Research at the Kansas Agricultural Experiment Station revealed that the seed coat of grain sorghum contains a wax that is similar to carnauba wax, which is extracted from the leaves of the carnauba palm of the Tropics and is used for making polishes for furniture and shoes, carbon paper, sealing wax, electrical insulators, and other products. One ton of sorghum grain yields 5 pounds or more of a wax which may replace much of the imported carnauba wax. The wax is present in the seed coat of all varieties, whether or not the endosperm contains the waxy starch. The possibility of obtaining wax as a byproduct tends to offset the disadvantage of the lower oil content in grain sorghum, as compared to corn.

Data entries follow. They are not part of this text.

PR #1888, opened 2023-08-04
Proposal: Storage solution on Polkadot

dtuzi:
Create proposal

#### Project Abstract

The main goal is to implement and maintain a Filecoin-like system parachain that uses DOT as the native token and is easily usable for all kinds of parachain projects in the ecosystem via XCM.
To accomplish this we are submitting this initial proposal to update our[ previous research](https://github.com/common-good-storage/report/blob/master/src/first.md) and test how XCM could be used to allow the ecosystem to use this storage network.

#### Grant [level](https://github.com/w3f/Grants-Program#level_slider-levels)

- [ ] **Level 1**:  Up to $10,000, 2 approvals
- [x] **Level 2**:  Up to $30,000, 3 approvals
- [ ] **Level 3**:  Unlimited, 5 approvals (for >$100k: Web3 Foundation Council approval)

#### Application Checklist

- [x] The [application template](https://github.com/w3f/Grants-Program/blob/master/applications/application-template.md) has been copied and aptly renamed (`project_name.md`).
- [x] I have read the [application guidelines](https://github.com/w3f/Grants-Program/blob/master/docs/Support%20Docs/grant_guidelines_per_category.md).
- [x] Payment details have been provided (bank details via email _or_ BTC, Ethereum (USDC/DAI) or Polkadot/Kusama (USDT) address in the application).
- [x] The software delivered for this grant will be released under an open-source license specified in the application.
- [x] The initial PR contains only one commit (squash and force-push if needed).
- [x] The grant will only be announced once the first milestone [has been accepted](https://github.com/w3f/Grant-Milestone-Delivery#process) (see the [announcement guidelines](https://github.com/w3f/Grants-Program/blob/master/docs/Support%20Docs/announcement-guidelines.md)).
- [ ] I prefer the discussion of this application to take place in a private Element/Matrix channel. My username is: `@_______:matrix.org` (change the homeserver if you use a different one)

PR #1889, opened 2023-08-04
xNFT updates

anshulWeb3:
This pull request is to amend the deliverables for xNFT pallet grant. We have replaced two functions namely transferSingleWithFee and transferMultiWithFee functions with transferCollection and transferCollectionOwnership functions. 
The transferCollection function will be used to transfer collection from one chain to another.
While the transferCollectionOwnership will transfer the ownership of a collection across chains.
The reason behind this being: the instructions of xcm which we are using to transfer nfts is transact  so for now we don't have any requirements related to fees. 
Some instructions of xcm like buy execution requires fee parameter, but we aren't using any such instructions in our pallet.
Also, added names of two team members.

### DIFF
--- a/applications/xNFT.md
+++ b/applications/xNFT.md
@@ -1,7 +1,7 @@
 # xNFT
 
 - **Team Name:**  Starks
-- **Payment Address:**  0x2492237FA7698B8F3B35F2be4be3B1128439Ec8d USDT
+- **Payment Address:** 0x2492237FA7698B8F3B35F2be4be3B1128439Ec8d (USDC) **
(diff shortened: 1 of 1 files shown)


Noc2 (changes requested):
Thanks for your interest in the grants program. But this doesn't look like an amendment to me, but rather like a new grant application, correct? In this case, could you also fill out this template: https://github.com/w3f/Grants-Program/pull/1888#issue-1836561097 as part of the PR? If it's actually an amendment, could you instead update the original application and not add a new file to the repo?

PR #1893, opened 2023-08-07
xNFT updates

anshulWeb3:
This pull request is to amend the deliverables for xNFT pallet grant. We have replaced two functions namely transferSingleWithFee and transferMultiWithFee functions with transferCollection and transferCollectionOwnership functions. 
The transferCollection function will be used to transfer collection from one chain to another.
While the transferCollectionOwnership will transfer the ownership of a collection across chains.
The reason behind this being: the instructions of xcm which we are using to transfer nfts is transact  so for now we don't have any requirements related to fees. 
Some instructions of xcm like buy execution requires fee parameter, but we aren't using any such instructions in our pallet.
Also, added names of two team members.

### DIFF
--- a/applications/xNFT.md
+++ b/applications/xNFT.md
@@ -18,27 +18,36 @@ The Crosschain NFT Pallet is a unique initiative designed to facilitate the smoo
 
 #### The xNFT Pallet provides the following extrinsics (functions):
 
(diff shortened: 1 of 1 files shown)


Noc2 (approved):
Thanks for the update. I will share it with the rest of the team.

semuelle (approved):

PR #1924, opened 2023-08-22
Update RFPs

keeganquigley:
Updated RFP statuses and location.


Noc2 (approved):
Great! Thanks a lot!

semuelle:
We should consider not moving the files for each status update. That way, the links stay valid.

PR #2031, opened 2023-10-04
Update index.md - Waves 9 - 12 status review

dsm-w3f:


semuelle (changes requested):
Hey Diogo. We only use the Terminated column here to indicate when a project was terminated due to breach of contract or similar offenses, not for simple cancellations. Could you review those again. Sorry if I never mentioned this!

semuelle:
That's a lot of cancellations :laughing:. Thanks!

PR #2102, opened 2023-11-10
Liisa Portfolio Tracker - Updated Deadlines, Chain suport and Cloud provider

LiisaNFT:
Dear all, 

After consulting with the W3F team, we hereby submit the following changes to our initial application:

**1. Removing Moonsama and Unique Network support:**

- With Moonsama, we're having trouble identifying sales and values due to complexities in decoding the Raresama marketplace's functions. Our talks with the Moonsama/Raresama team are ongoing, but we haven't found a fix yet. 

- For Unique Network, the lack of an archive on Subsquid means we can't index data for Unique NFTs right now. We're in active talks with the teams at Subsquid and Unique Marketplace to sort this out, but there's no solution yet.

- The remaining chains/protocols have been integrated successfully. We think focusing on what we can deliver right now for operational chains is better so that we can resume to the next stage of the project.

- We have updated the Components section accordingly, as well as the milestone tables.

**2. Increasing the project’s timeline** 

- In light of these issues, we're proposing an adjusted timeline. As suggested by the W3F team, we’re adding one month to Milestone 1, due to the challenges we have faced, and an additional month to Milestone 2, to account for unforeseen challenges that might arise in this next stage.

- We have updated the Development roadmap / milestone tables accordingly

**3. Migration to GCP**

- We will no longer be using AWS, but GCP to host the solution.

- We have updated the Components section accordingly.


semuelle (changes requested):
Thanks for the submission, @LiisaNFT, but could you submit a pull request from a fresh fork? Since you are trying to add a document that already exists, it's conflicting. Also, it's not possible to see what changes are actually made to the document.

LiisaNFT:
Thank you @semuelle , we've just submited a new PR from a fresh fork

PR #2103, opened 2023-11-11
Liisa portfolio tracker application update

LiisaNFT:
Dear all,

After consulting with the W3F team, we hereby submit the following changes to our initial application:

1. Removing Moonsama and Unique Network support:

- With Moonsama, we're having trouble identifying sales and values due to complexities in decoding the Raresama marketplace's functions. Our talks with the Moonsama/Raresama team are ongoing, but we haven't found a fix yet.

- For Unique Network, the lack of an archive on Subsquid means we can't index data for Unique NFTs right now. We're in active talks with the teams at Subsquid and Unique Marketplace to sort this out, but there's no solution yet.

- The remaining chains/protocols have been integrated successfully. We think focusing on what we can deliver right now for operational chains is better so that we can resume to the next stage of the project.

- We have updated the Components section accordingly, as well as the milestone tables.

2. Increasing the project’s timeline

- In light of these issues, we're proposing an adjusted timeline. As suggested by the W3F team, we’re adding one month to Milestone 1, due to the challenges we have faced, and an additional month to Milestone 2, to account for unforeseen challenges that might arise in this next stage.

- We have updated the Development roadmap / milestone tables accordingly

3. Migration to GCP

- We will no longer be using AWS, but GCP to host the solution.

- We have updated the Components section accordingly.

### DIFF
--- a/applications/LiisaPortfolioTracker.md
+++ b/applications/LiisaPortfolioTracker.md
@@ -5,7 +5,7 @@
 - **[Level](https://github.com/w3f/Grants-Program/tree/master#level_slider-levels):** 2
 
 
-## Project Overview :page_facing_up:
+## Project Overview :page_facing_up: 
 
 Liisa operates as a multi-chain NFT data analytics platform, engineered to empower collectors and investors in making proficient, data-driven decisions. 
 
@@ -20,7 +20,7 @@ The portfolio tracker is designed to accommodate the diverse needs of a broad us
 
 ### Architecture
 
-<img width="960" alt="PortoflioTrackerArchitectureNew" src="https://github.com/LiisaNFT/W3F-Grants-Program/assets/139144686/4990a0db-ea37-4458-b30f-b10b6c464d98"/>
+![Architecture New](https://github.com/LiisaNFT/W3F-Grants-Program/assets/139144686/5ded60b3-0409-44fb-a619-b47c0c6e7de7)
 
 
 ### Technologies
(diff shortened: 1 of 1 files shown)


keeganquigley:
Thanks for the updates @LiisaNFT looks good to me. I will mark the amendment as ready for review and ping the committee.

keeganquigley (approved):

Noc2 (approved):

takahser:
@LiisaNFT thanks for the update. I'm fine with most changes, but I didn't quite understand the issue with Moonsama. For example, it's [compatible with subsquid](https://docs.subsquid.io/evm-indexing/supported-networks/), so you'd get the sale data from the transactions, right? Also, what did your contacts at Moonsama say, if you don't mind asking?

image

LiisaNFT:
Dear @takahser, thank you for your feedback.

In regards to Moonsama, Subsquid is indeed capable of indexing the chain and we are currently able to index ERC721 and ERC1155 transfers, since the ABIs for the token standards are equal across all EVM chains, meaning we can "listen" to and decode these transactions. 

Our challenge comes from identifying the ABIs from the marketplaces (Raresama in this case) so that we're able to decode transactions on these marketplaces, such as sales - which include not only the transfer of the ERC721/1155 token, but other information such as the sales price (a native token transfer), marketplace fees, etc. 

The Moonsama team has told us that they are not able to provide us with their marketplace's ABI. They also mentioned they are developing (or planning to develop) their own API for this purpose, which isn't yet available.

Hope this answers your question, let us know if you need any further clarification!

takahser (approved):
@LiisaNFT thanks for your reply.

> The Moonsama team has told us that they are not able to provide us with their marketplace's ABI. 

If that's the case, I'm happy to approve the amendment.

PR #2417, opened 2024-10-08
fix rfp status in file

PieWol:
After only modifying the RFP overview section I realized that the status also needs to be changed within the RFP .md file itself.


semuelle (approved):
Thanks

PR #2450, opened 2024-11-16
terminate java substrate client

PieWol:
Hey @keeganquigley ,
the update to the index to display the grant termination. see #2443


keeganquigley:
Thanks @PieWol although afaik typically we only update this if it was terminated due to a breach of terms/conditions and not due to inactivity.

PR #2453, opened 2024-11-18
Change duration of the last milestone

dastansam:


keeganquigley (changes requested):
Thanks @dastansam could you please explain the reason for this change and give an update on the current progress?

dastansam:
> Thanks @dastansam could you please explain the reason for this change and give an update on the current progress?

Sorghum breeders had developed several dwarf disease-resistant varieties now widely cultivated. More recently they developed several new white-seeded, combine-type varieties of kafir and milo, which can be processed at a lower cost than can the colored varieties. Some of the white-seeded grain sorghums, including the Cody waxy variety, are entirely free from pigments that stain the starch. White-seeded varieties also yield more palatable gluten feeds than are obtained from deeply colored varieties.

Combined research efforts brought quick results. Grain sorghum was accepted as a source of grain alcohol and some 30 million pounds was used for that purpose in 1942. The alcohol industries in 1945 used more than 2 billion pounds, nearly half of which went into industrial alcohol. Smaller quantities have been used since that time. However, some 560 million pounds was used by the distilling and malt-beverage industries in 1946. The manufacture of butyl alcohol from grain sorghum was begun in 1944. Butyl alcohol, when combined with certain organic acids, forms butyl esters, which are used as lacquer solvents and in the manufacture of 2,4 D weed killers.